Task requirements = Exactly the lines from the one with "Make the issue" to the end of the data below should be set down, and no others.

Extracted records
◇ ◇ ◇ ◇ ◇

PR #6592, opened 2022-03-12
docs: update issue and pr templates

### LINKED ISSUE #6583: docs: Make issue forms consistent
### Improved or typo fixed.

The current issue forms are inconsistent with each different scenarios.

### Solution

Make the issue form consistent across all the different issue types and scenarios.

navendu-pottekkat:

◇ ◇ ◇ ◇ ◇

Problem solution =
Make the issue form consistent across all the different issue types and scenarios.

navendu-pottekkat:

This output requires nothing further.